For instance, if the normal temperature had been about 2700 degrees Fahrenheit instead of about 60 degrees Fahrenheit, and we had been constructed so that we could comfortably endure that degree of temperature, we could have gone sailing on a sea of molten iron, in boats built of plumbago crucibles, and oars made of silica brick. Under these delightful conditions we could place frozen lumps of our sea of iron in our ice boxes for refrigeration. Flat irons and stove lids would therefore have been the product of the ice man. The water with which we are now familiar, of course, could not exist in its liquid form, or even as steam, but instead as a highly gaseous state, which we would probably have been called upon to breathe. Certain other substances with which we are perfectly familiar in our daily life, such as the common stick sulphur, for instance, would exist in an entirely different physical state, although their chemical properties would be entirely unchanged, and we would be given to understand that an "allotropic" transformation had taken place.

If we can now imagine ourselves as existing under the relative conditions described above, which are undoubtedly the "natural" conditions of some other world, it will then be easy for us to understand quite clearly some of the other "allotropic" forms of iron and steel than those with which we are at present familiar.

CHAPTER II.

COMPARISON BETWEEN CONDITIONS WHICH
EXIST IN THE IRON AND STEEL FAMILY
TO THOSE WHICH EXIST WITH
MORE FAMILIAR ELEMENTS.

One of the first physical changes which we would discover would be that when we desired to "freeze" a "crucible" pailful of our iron water, we could do so much more easily if the same were in its absolutely pure state than we could if it were mixed with some other element, such as carbon. Of course, we have long known that this is the case with water and salt, and just as it becomes harder and harder to freeze water with greater and greater percentages of salt mixed with it, so the freezing of iron with greater and greater percentages of carbon mixed with it, would also occur at lower and lower temperatures.

If we started to add salt to a pail of water we, of course, would have different degrees of brine. Just so with the addition of carbon to a crucible of pure iron, we would likewise have different degrees of the resulting mixture. In adding the salt to the pailful of water, we would arrive at a point where the water had absorbed all of the salt which it was capable of holding at room temperature. If we had added a little less salt we would have had free water in excess of salt, and if we had added a little more salt it would have been impossible for the water to have dissolved it, and we would, therefore, have had salt in excess of water.

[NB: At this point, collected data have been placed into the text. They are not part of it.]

PR #862, opened 2023-08-28
fix(ProgressBlock): fix undefined check when progressPercent is 0

marcoskolodny:
Playroom snippet showing the issue: [Link](https://mistica-web.vercel.app/playroom#?code=N4Igxg9gJgpiBcIA8AFAThA5mmBnXAQgDYRgDWAOgHYAENALgJb1EwC8FITLMn1dACxgBDKIyqY2wYPzo0AbsKIBXGPBqcATAAYaAcQKcANLLr0YAD3rrO5q8dkBfR7IAOGbHlwoYaMDCp6KW0XWhpYXDA0RlcmCCoOEAiomLiqPioAegA%2BahAjLiEAWzwEAG0QYmFlfJAAeU0QAF0CgHdGKHoBXHKAZgA2bSbHIA)

### DIFF
--- a/src/community/blocks.tsx
+++ b/src/community/blocks.tsx
@@ -250,7 +250,9 @@ export const ProgressBlock: React.FC<ProgressBlockProps> = ({
                     </Box>
                     {stackingGroup}
                 </Inline>
-                {progressPercent && <ProgressBar progressPercent={progressPercent} reverse={reverse} />}
+                {progressPercent !== undefined && (
+                    <ProgressBar progressPercent={progressPercent} reverse={reverse} />
+                )}
                 <Inline space={8} alignItems="baseline">
                     <Text8 color={heading.valueColor || vars.colors.textPrimary}>{heading.value}</Text8>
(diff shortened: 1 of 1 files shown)


src/community/blocks.tsx
```diff
@@ -250,7 +250,9 @@ export const ProgressBlock: React.FC<ProgressBlockProps> = ({
                     </Box>
                     {stackingGroup}
                 </Inline>
-                {progressPercent && <ProgressBar progressPercent={progressPercent} reverse={reverse} />}
+                {progressPercent !== undefined && (
```
pladaria, line 253: Consider:
`Number.isFinite(progressPercent) && (...)`

marcoskolodny: Discussed offline. We are leaving it as it is for simplicity, because TS type refinement is not working well with `Number.isFinite` and we believe it's not worth it to add extra checks only for this scenario.

pladaria (approved):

For convenience we will call the mixture above mentioned, at which the water had become thoroughly saturated with the salt, "cementite", because this is the name which our friends, the metallurgists, have given to a similar mixture of iron and carbon. They call the water, "ferrite"; the salt, "carbide" and the resulting mixture of brine, "cementite". This mixture of iron and carbon always exists in exactly the same ratio, namely, 93.4% iron and 6.6% carbon, and is expressed chemically by the symbol Fe3C, which means, in other words, that three "atoms" of iron have united with one "atom" of carbon to form the "chemical compound", "iron carbide", which the metallurgists, as above mentioned, desire to term "Cementite".